Only when Nicci opened her eyes did she realize that she was floating upright and frozen in midair, drifting and slowly rotating several feet off the floor above the blood-drawn Grace. Through the open door to the room, she saw Linden and the curious soldiers watching her, astonished, but they were as still as statues. She heard not a whisper of air, couldn’t even hear her own heartbeat in her ears. As she floated, life itself seemed to be suspended.
Extending her sight further, she saw that she was surrounded by lines of glowing green light that formed an intricate geometric framework tangled around her. Nicci herself was the living core of a verification web for a constructed spell. Shifting her head, she also realized that one of her feet was suspended over the Grace’s outer circle that represented the underworld.
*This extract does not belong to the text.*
PR #3003, opened 2026-03-12
Add new `appState` parameter to deprecate old fields.

juanscr:
## Description

Added new field called `appState` to indicate the current state of the app's lifecycle. This replaces the old `isCaching` and `isPrecaching` field, as they are booleans that can't be true at once (mark as deprecated to not break existing apps). This fields will still be populated by hosts in order to preserve backwards compatibility with any version of the SDK for now.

Still not understanding, Nicci used her gift to ignite the verification web, as she had planned. She stretched out, studying all the glowing lines in the air rising from the Grace, ensnaring her own body and the glowing pearl inside the bone box.
But the web offered no answers. No matter how hard Nicci tried, the magic gave her only a blank response, and the constructed spell’s mysterious purpose remained a complete cipher. Richard’s intent was no clearer than it was before.
Frustrated, she withdrew her power and shut down the web, extinguishing the lines of light. They retracted back into the glowing orb inside the bone box. Gently, she drifted back down to the floor and felt solid wood beneath her feet, but her mind still seemed disconnected. She stood still, regaining her balance for a frozen moment.
Out in the corridor, Linden and the soldiers were too hesitant to offer help. After wiping her bleeding palm on her black dress, Nicci snapped the box closed again and pocketed it. She was profoundly heartbroken that whatever Richard had sent seemed useless, or at least incomprehensible. She had hoped for a miracle. Now she had to solve it herself.
General Linden cleared his throat. “What did you discover, Sorceress? Do you understand the weapon Lord Rahl sent for us?”
She turned her cold blue eyes toward him. “I fear we are doomed.”